La question est difficile et bien épineuse : au delà des différents modes de financement (qu’il s’agisse d’une taxe sur le modèle du Zcash ; ou de contributions plus ou moins volontaires comme envisagé du côté du Bitcoin Cash), il s’agit aussi de savoir comment gérer l’allocation des moyens récoltés. En somme, comment peut-on faire contribuer aux biens communs blockchainisés ?

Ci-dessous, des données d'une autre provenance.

PR #1963, opened 2024-12-26
kern: rework ARMv8-M context switch, fixing a bug?

cbiffle:
I was playing with reducing ARMv8-M context switch time, by looking into the same sort of changes to MPU loading that I recently did on v6/7.

I noticed that we only ever bitwise-OR values into the MAIR registers. In other words, the first task that gets activated loads its exact attributes into MAIR for each region; the _second_ task combines its attributes using bitwise OR; and so on until the registers contain the bitwise OR of all regions in all tasks. (Note that these are the cacheability/sharability attributes, _not_ the access permissions, which are set correctly. The main implication of this would be accidentally caching device memory or breaking DMA.)

That seemed bad, so I removed it and reworked the MPU loading loop. Now we build up the MAIR contents in a local before writing them -- no more read-modify-write.

Halting the processor in task code, I was able to observe a meaningful distinction in MAIR contents: previously tasks were unable to set memory as device (which involves more 1 bits than not-device), and now they can. The fact that this hasn't bitten us speaks to the relative simplicity of our current ARMv8-M parts!

I don't have detailed measurements of the code, but this knocks 32 bytes off the routine, which is likely a performance win too.

### DIFF
--- a/sys/kern/src/arch/arm_m.rs
+++ b/sys/kern/src/arch/arm_m.rs
@@ -494,15 +494,22 @@ pub fn apply_memory_protection(task: &task::Task) {
 }
 
 /// ARMv8-M specific MPU accelerator data.
+///
+/// This is `repr(C)` only to make the field order match the register order in
+/// the hardware, which improves code generation. We do not actually rely on the
+/// in-memory representation of this struct otherwise.
 #[cfg(armv8m)]
 #[derive(Copy, Clone, Debug)]
+#[repr(C)]
 pub struct RegionDescExt {
-    /// This is the contents of the RLAR register, but without the enable bit
-    /// set. We write that first, and then set the enable bit.
-    rlar_disabled: u32,
-
+    /// Contents of the RBAR register.
     rbar: u32,
-    mair: u32,
+
+    /// Contents of the RLAR register.
+    rlar: u32,
+
+    /// This region's portion of the four-byte MAIR register.
+    mair: u8,
 }
 
 #[cfg(armv8m)]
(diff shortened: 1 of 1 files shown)


sys/kern/src/arch/arm_m.rs
```diff
@@ -571,30 +576,37 @@ pub fn apply_memory_protection(task: &task::Task) {
...
 
         let ext = &region.arch_data;
 
+        mairs[i] = ext.mair;
+
+        // Set the attridx field of the RLAR to just choose the attributes with
+        // the same index as the region. This lets us treat MAIR as an array
+        // corresponding to the regions.
+        //
+        // We unfortunately can't do this at compile time, because regions can
```
aapoalas, line 594: **thought:** This seems to call for a `TaskDescExt` kind of thing, possibly stored ouf-of-band in a separate array, which could then contain the MAIR0 and MAIR1 values precomputed.

Right now, the `mair` field for each region takes up 4 bytes (due to padding) while storing only a single byte of data. With an unrealistic assumption that each task only uses, on average, two unique regions that already means that the mair fields add 8 bytes of data to the flash. I assume something like 4-5 unique regions might be a more reasonable average, meaning 16-20 bytes are added for each task to, eventually, store only the 4-5 bytes of data. Moving this data to be task-specific would duplicate data but still lead to a reduction in flash size due to the removal of the padding.

sys/kern/src/arch/arm_m.rs
```diff
@@ -571,30 +576,37 @@ pub fn apply_memory_protection(task: &task::Task) {
...
             mpu.rbar.write(ext.rbar);
-            mpu.rlar.write(rlar_disabled | 1); // enable the region
+            mpu.rlar.write(rlar);
         }
     }
 
     unsafe {
+        // Load the MAIR registers.
+        mpu.mair[0].write(u32::from_le_bytes(mairs[..4].try_into().unwrap()));
+        mpu.mair[1].write(u32::from_le_bytes(mairs[4..].try_into().unwrap()));
```
hawkw, line 609: hm, the `try_into()` is a bit of a bummer here, since these are always going to be fixed-size arrays, and it would be nice to be able to reason about that statically and avoid checking that they actually are 4 bytes at runtime. but, i guess the alternative is to declare two 4-byte arrays and make the `for` loop above do some extra logic to reason about which one it's in, which also feels kind of sad. i dunno...

hawkw (commented):
This feels like it deserves a review from @labbott or someone else who knows the deep Cortex-M lore, but I was happy to give it a look anyway. Commented on a few things, but nothing major --- I'll leave that to someone who actually knows more about what these registers do :)

labbott (approved):
LGTM, thanks for fixing this

sys/kern/src/arch/arm_m.rs
cbiffle: I agree that this would be an interesting thing to try, and might speed things up / make things smaller.

sys/kern/src/arch/arm_m.rs
cbiffle: The original code (a couple of commits ago) did the for-loop-with-smarts thing, and it generated really bad code; using a single array here gets much better code.

The try_into to an `&[T; N]` succeeds statically, no checks or panics are generated. Breaking this would require nudging that 4 around. So while I don't love the _syntax_, and I'd really like to have a function that splits an array of 8 into two arrays of 4 statically, this is the best we've got in core rn.

sys/kern/src/arch/arm_m.rs
```diff
@@ -494,15 +494,22 @@ pub fn apply_memory_protection(task: &task::Task) {
...
-    /// This is the contents of the RLAR register, but without the enable bit
-    /// set. We write that first, and then set the enable bit.
-    rlar_disabled: u32,
-
     rbar: u32,
-    mair: u32,
+
+    /// This is the contents of the RLAR register with the enable bit set. We
+    /// can write it with the enable bit set directly, since we disable the MPU
+    /// before doing so.
```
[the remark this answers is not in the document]
cbiffle: Comments reworked.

Vitalik a tracé quelques pistes de réflexion, donnant son avis tant sur les incentives orientées directement vers les développeurs (par exemple, en suivant les contributions publiques de développeurs) que sur certains événements plus récents ayant agité la cryptosphère. Le coin voting comme mode de décision en aura pris pour son grade, et pour cause : la vieille, la gouvernance de la blockchain Steem avait été le théâtre d’un « coup d’Etat » décidé par son nouveau propriétaire TRON et certains des principaux exchanges (comme Binance).
L’ombre de ConsenSys
J’ai également pu discuter un moment avec Joseph Lubin, fondateur de ConsenSys et autre co-fondateur d’Ethereum. Ensemble, nous avons pu aborder les activités de ConsenSys et la migration progressive de son modèle de crypto-VC investisseur dans des projets blockchain vers une structuration donnant une plus grande part aux groupes financiers plus classiques.

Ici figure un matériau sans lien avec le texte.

PR #1964, opened 2024-12-26
Another batch of syscall perf enhancements

cbiffle:
This is unspooling more commits from my performance fix branch in my fork. As with the previous performance PR, this is a collection of semi-related commits that may be easier to review commit-by-commit than as a big diff. Boy I miss Gerrit.

This is only a ~10% overall improvement because most of the truly low hanging fruit has been eaten. But, this significantly improves the performance of kernel memory copies and SEND with an empty message (unusual but not unheard of). This also knocks a few hundred bytes off a typical kernel by removing some panic sites.

### DIFF
--- a/sys/abi/src/lib.rs
+++ b/sys/abi/src/lib.rs
@@ -220,7 +220,7 @@ pub const fn extract_new_generation(code: u32) -> Option<Generation> {
 pub const DEFECT: u32 = 1;
 
 /// State used to make scheduling decisions.
-#[derive(Copy, Clone, Debug, Eq, PartialEq, Deserialize, Serialize)]
+#[derive(Copy, Clone, Debug, Deserialize, Serialize)]
 pub enum TaskState {
     /// Task is healthy and can be scheduled subject to the `SchedState`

Doit-on s’attendre à voir ConsenSys amener « la blockchain » au monde financier historique, ou bien observera-t-on un mouvement inverse ? Quel est le contexte financier de l’entreprise, alors même qu’elle cherche à lever quelques 200 à 250 millions de dollars auprès de gros investisseurs… tout en ayant licencié 14% de son personnel au début du mois de février ? Quelle sera la forme exacte de la prochaine collaboration entre ConsenSys et JP Morgan, dont des rumeurs récentes faisaient état ?

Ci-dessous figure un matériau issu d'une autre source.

PR #1965, opened 2024-12-26
docs: add missing `software_irq` KIPC docs

hawkw:
I [recently discovered][1] that the `software_irq` KIPC call is missing
reference documentation. In fact, the KIPC documentation doesn't even
mention it (in contrast to other KIPC calls that have no documentation
but are still listed in the reference). Instead, the reference
documentation currently incorrectly states that `find_faulted_task` is
KIPC number 8, when it's actually KIPC 9 and `software_irq` is number 8.

Not adding this KIPC to the docs was an oversight on my part in PR #1661
--- my bad, sorry!

This commit adds documentation for the `software_irq` KIPC to the
reference.

[1]: https://github.com/oxidecomputer/hubris/pull/1961#discussion_r1898058287

### DIFF
--- a/doc/kipc.adoc
+++ b/doc/kipc.adoc
@@ -329,7 +329,9 @@ type SoftwareIrqResponse = ();
 
 This interface is primarily intended for testing interrupt handling, and can
 only be called by a task running as the supervisor. When this KIPC is called,
-an actual machine interrupt is triggered and dispatched by the kernel to the
+an actual machine interrupt is triggered for the relevant hardware interrupt
+source. The kernel then responds to the interrupt using its normal
+interrupt-handling infrastructure, which dispatches a notification to the 
 subscribed task.
 
 This KIPC is *not* intended for use as a general-purpose inter-task signalling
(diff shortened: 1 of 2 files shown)


hawkw:
Ugh, the Windows CI job is [yet again failing due to a tiny binary size difference that's totally unrelated to this change...](https://github.com/oxidecomputer/hubris/actions/runs/12507585005/job/34894347794) :upside_down_face:

doc/kipc.adoc
```diff
@@ -290,7 +290,53 @@ returned by a call to `get_task_dump_region` for the specified task.
...
+[source,rust]
+----
+type SoftwareIrqResponse = ();
+----
+
+==== Notes
+
+This interface is primarily intended for testing interrupt handling, and can
+only be called by a task running as the supervisor. When this KIPC is called,
+an actual machine interrupt is triggered and dispatched by the kernel to the
```
mkeeter, line 332: I would split this up to make it more obvious that the KIPC only triggers the interrupt, something like

> When this KIPC is called, an actual machine interrupt is triggered for the relevant hardware interrupt source.  The kernel then responds to the interrupt using its normal interrupt-handling infrastructure, which dispatches a notification to the subscribed task.

mkeeter (approved):

doc/kipc.adoc
hawkw: Thanks, I agree that's nicer.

Autant de questions dont vous découvrirez les réponses prochainement, à la fois dans un article dédié et dans un prochain épisode de podcast (en anglais, et avec l’accent franchouillard qui va bien !).
Les cryptomonnaies et la loi
Mais au delà de cette sphère d’entrepreneurs, développeurs et autres afficionados de l’Ether, l’EthCC fut aussi l’occasion de se questionner sur un aspect fondamental avec lequel doivent bien composer les projets cryptomonétaires, à savoir la loi. Comment opérer lorsqu’on s’adresse à tous, au sein de projets financiers qui se retrouvent de facto être sans frontières ?
Cryptosphère et législateurs
Et qui de mieux placé que le crypto-avocat William O’Rorke – que j’avais croisé à l’occasion d’un épisode du Podcast du Coin – pour évoquer les problématiques liées à cet état de faits ? Qu’il s’agisse des fameuses obligations liées à la lutte contre le blanchiment d’argent et le financement du terrorisme (KYC/AMC), la considération du respect du secret des affaires et de la réglementation RGPD, ou encore les caractéristiques amenant à considérer certains acteurs de la cryptosphère comme de véritables prestataires de paiement soumis à des législations strictes… Les sujets abordés furent nombreux.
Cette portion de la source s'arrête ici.